October 11, 2017 (San Diego) – Carfentanil, an elephant tranquilizer drug 5,000 times stronger than heroin, is turning up in street drugs marketed as opoid  narcotic painkillers such as Oxycodone, as well as in tainted heroin.  

The drug is so deadly that just a couple of granules the size of salt crystals will cause death, even with medical intervention, authorities warn. It’s turning up in street drugs locally and nationally, including drugs sold by dealers and on the Internet’s dark web—and deaths are skyrocketing as a result.

The San Diego Union-Tribune reports that agents in San Diego and Imperial counties have seized over 20,000 conterfeit oxycodone pills.  Besides carfentanil, counterfeit drugs locally have also been found laced with fentanyl, methamphetamine, cocaine and other drugs or chemicals.

One San Diego drug trafficker was found with a baggie containing enough carfenanil to kill 86,000 people, a Postal inspector told the Union-Tribune.  The Centers for Disease Control and the U.S. Drug Enforcement Agency have each recently issued warnings about the trend, with DEA Acting Administrator Chuck Rosenberg calls “crazy dangerous.”

Drug overdose is now the leading cause of death for Americans under age 50, causing between 58,000 and 65,000 deaths last year, CBS Live 5 reports, citing a Times poll.

According to the CDC, the death rate from synthetic opioids other than methadone rose over 72% from 2014 to 2015—and most of those deaths were not from prescription drugs, but rather from illegally manufactured fentanyl.  Fentanyl is 50 times more potent than heroin and 100 times more potent than morphine; it’s what killed the rock star Prince.

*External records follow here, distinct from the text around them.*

Issue #655, opened 2019-09-06
Split StateMachine & StateNode


Andarist:
Just a place for discussing this potential but rly low priority refactor.

It's confusing at times that StateNode is also a StateMachine and I've started to believe that splitting those could result in slightly easier to follow code.

Many of the methods/properties of the StateNode seems to be exclusive for StateMachine, i.e. public `.transition` doesn't make much sense on a nested StateNode. And also vice-versa there are probably things needed only for "private" StateNode which wouldn't have to be kept on StateMachine.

Now, carfentanil, 100 times stronger than fentanyl, is being used by illegal drug makers because it’s far cheaper than heroin or other opioids, but also much deadlier. 

A Carfentanil gas was used by Russian special forces to subdue Chechen rebels holidng hostages in a Moscow theatre in 2002, killing 120 hostages from the poison gas as well as subduing the rebels.

Carfentanil has been banned as a battlefield weapon because it is so lethal, it would kill anyone who touched it without special handling and leave behind a toxic landscape, CBS Live5 News has reported.  Some authorities fear the consequences should terrorists ever utilize carfentenil as a weapon of mass destruction.

Most carfentanil is made in China, where new regulations will kick in in the near future that authorities hope may stem the tide. But raw materials for making fentanyl and carfentanil have also been s hipped to Mexico, where they are converted into the deadly drugs in makeshift labs and then smuggled into the U.S.

In San Diego County, though some shipments have been confiscated at the border, others have made it into drugs sold on the streets. San Diego County’s Medical Examiner has confirmed 40  deaths this year alone from fentanyl and 11 more awaiting confirmation, plus two deaths caused by carfentanil. 

The trend toward phony but lethal opioid pills and heroin laced with stronger substances  is particularly dangerous given that medical providers have been urged to cut down on prescribing opioids, driving some patients onto the black market—and in a growing  number of cases, the morgue.